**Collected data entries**
PR #282, opened 2026-08-28
fix(core): reject v0 transactions declaring address table lookups at admission (issue-182)

Huzaifa696:
## Summary

`send_transaction_impl` and `simulate_transaction` used a stub address loader that ignored V0 `address_table_lookups` and returned no loaded addresses. As a result, a V0 transaction declaring address-table lookups was accepted as if it had no lookups. Sanitization did not catch this because it validates instruction indices against the declared lookup counts, while the stub loader returned only the static keys. Program IDs and signers remained static, so the allowlist and admin-key checks were not bypassable; the issue was that lookup accounts were missing from scheduler lock extraction, executor preloading, and the address index.

The fix rejects transactions that declare address-table lookups at admission. A shared `has_address_table_lookups` predicate sits beside the existing allowlist check, and both RPC entry points return `-32602` before building the transaction. Using `SimpleAddressLoader::Disabled` was rejected because `SanitizedTransaction::try_new` calls `load_addresses` for every V0 transaction, which would also reject valid lookup-free V0 transactions. Address resolution is not possible because no address lookup table program is allowlisted, so any declared lookup cannot be resolved. Declared-but-unused lookups are rejected as well, matching real validator behaviour.
### Coverage Report

| Core | 16,554 | 18,203 | 90.9% | [rust-unit-coverage-reports](https://github.com/solana-foundation/solana-private-channels/actions/runs/33169895017) |
| Indexer | 37,615 | 41,281 | 91.1% | [rust-unit-coverage-reports](https://github.com/solana-foundation/solana-private-channels/actions/runs/33169895017) |
| Gateway | 1,634 | 1,892 | 86.4% | [rust-unit-coverage-reports](https://github.com/solana-foundation/solana-private-channels/actions/runs/33169895017) |
| Auth | 1,312 | 1,506 | 87.1% | [rust-unit-coverage-reports](https://github.com/solana-foundation/solana-private-channels/actions/runs/33169895017) |
| E2E Integration | 15,019 | 19,374 | 77.5% | [e2e-coverage-reports](https://github.com/solana-foundation/solana-private-channels/actions/runs/33169895017) |
| **Total** | **72,134** | **82,256** | **87.7%** | |

> Last updated: 2026-08-28 13:01:44 UTC by E2E Integration


sebatustra (approved):
LGTM

PR #286, opened 2026-08-31
fix(core): distinguish an unreadable account store from an absent account (issue-150)

Huzaifa696:
## Summary

The storage accessors `get_account_shared_data` and `get_accounts` returned `None` for both a genuinely missing account and a failed read. `getAccountInfo` therefore returned a null account, while `getTokenAccountBalance` returned a client error telling the caller not to retry. More importantly, the executor preloads accounts through the same path: a failed read made a real funded account look nonexistent, and the settler could then write that empty state over the real row. The lamport-conservation check reads the same cache, so it could not detect the problem.

Both accessors now return `Result` with a typed `AccountLoadError`. `Backend` represents a failed query and is retried under a total time budget rather than an attempt count, since the pool's 30-second acquire timeout could otherwise make four attempts block the executor for two minutes. `Corrupt` represents an account that cannot be deserialized and is treated as fatal because the stored bytes cannot change; database errors are also not retried. If an account preload fails, the executor aborts the batch before execution or writes, so the node stops instead of persisting state based on incomplete reads, while dropped transactions remain resubmittable. Redis remains a cache: stale or missing entries fall back to Postgres.

The block and transaction side of this finding was fixed previously; this closes the account side. Adds 19 unit tests, two over-the-wire integration tests, and an operator runbook because a corrupt row now causes the node to stop.
### Coverage Report

| Core | 18,548 | 20,264 | 91.5% | [rust-unit-coverage-reports](https://github.com/solana-foundation/solana-private-channels/actions/runs/33616666584) |
| Indexer | 38,617 | 42,331 | 91.2% | [rust-unit-coverage-reports](https://github.com/solana-foundation/solana-private-channels/actions/runs/33616666584) |
| Gateway | 1,648 | 1,907 | 86.4% | [rust-unit-coverage-reports](https://github.com/solana-foundation/solana-private-channels/actions/runs/33616666584) |
| Auth | 1,312 | 1,506 | 87.1% | [rust-unit-coverage-reports](https://github.com/solana-foundation/solana-private-channels/actions/runs/33616666584) |
| E2E Integration | 15,312 | 19,912 | 76.9% | [e2e-coverage-reports](https://github.com/solana-foundation/solana-private-channels/actions/runs/33616666584) |
| **Total** | **75,437** | **85,920** | **87.8%** | |

> Last updated: 2026-09-02 10:38:15 UTC by E2E Integration


core/src/accounts/get_accounts.rs
```diff
@@ -7,13 +7,194 @@ use {
...
+pub(crate) fn reset_test_retry() {
+    set_test_retry(LOAD_MAX_ATTEMPTS, LOAD_BACKOFF_BASE_MS);
+    set_test_budget_ms(LOAD_TOTAL_BUDGET_MS);
+}
+
+/// Whether a failed query could plausibly succeed if tried again. A database
+/// that answered with an error answered: a missing table or a rejected
+/// permission will say the same thing every time, so only transport and pool
+/// failures are worth a second attempt.
+fn is_transient(error: &sqlx::Error) -> bool {
```
sebatustra, line 107: can there be transient `sqlx::Error::Database` errors? they are excluded completely

core/src/accounts/get_accounts.rs
```diff
@@ -7,13 +7,194 @@ use {
...
+            }
+        }
+    }
+}
+
+impl std::error::Error for AccountLoadError {}
+
+/// Bounded retry for a whole-query failure. A blip must not restart the node,
+/// but a sustained outage must still reach a verdict in well under a second.
+const LOAD_MAX_ATTEMPTS: u32 = 4;
```
sebatustra, line 42: how is this LOAD_MAX_ATTEMPTS determined? could real database interrptions last longer, thus returning Backend error too soon? also that would kill the node right?

core/src/accounts/bob.rs
sebatustra, line 229: what would happen with these drained settled_accounts if `let accounts = self.accounts_db.get_accounts(&miss_keys).await?;` fails? could those accounts be lost?

core/src/accounts/get_accounts.rs
Huzaifa696: Good catch, fixed: `is_transient` now retries `Database` errors whose SQLSTATE is class 08 (connection), 53 (resources) or 57 (operator intervention) plus 40001/40P01, while the 42xx family still fails on the first attempt.

core/src/accounts/get_accounts.rs
Huzaifa696: The real bound is `LOAD_TOTAL_BUDGET_MS` (5s), sized to outlast a blip like a failover or a recycled connection rather than a real outage, and yes it stops the node on purpose: a restart is recoverable, a block settled on accounts we could not read is not.

core/src/accounts/bob.rs
Huzaifa696: No, those are acknowledgements of writes already durable in Postgres, so draining them only updates in-memory clean/dirty bookkeeping and a failed fetch returns before anything else in BOB is touched.

sebatustra (approved):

**Exercise details**
Report each line of the entries where the word "sebatustra" occurs.

**Answer box**
sebatustra (approved):
sebatustra, line 107: can there be transient `sqlx::Error::Database` errors? they are excluded completely
sebatustra, line 42: how is this LOAD_MAX_ATTEMPTS determined? could real database interrptions last longer, thus returning Backend error too soon? also that would kill the node right?
sebatustra, line 229: what would happen with these drained settled_accounts if `let accounts = self.accounts_db.get_accounts(&miss_keys).await?;` fails? could those accounts be lost?
sebatustra (approved):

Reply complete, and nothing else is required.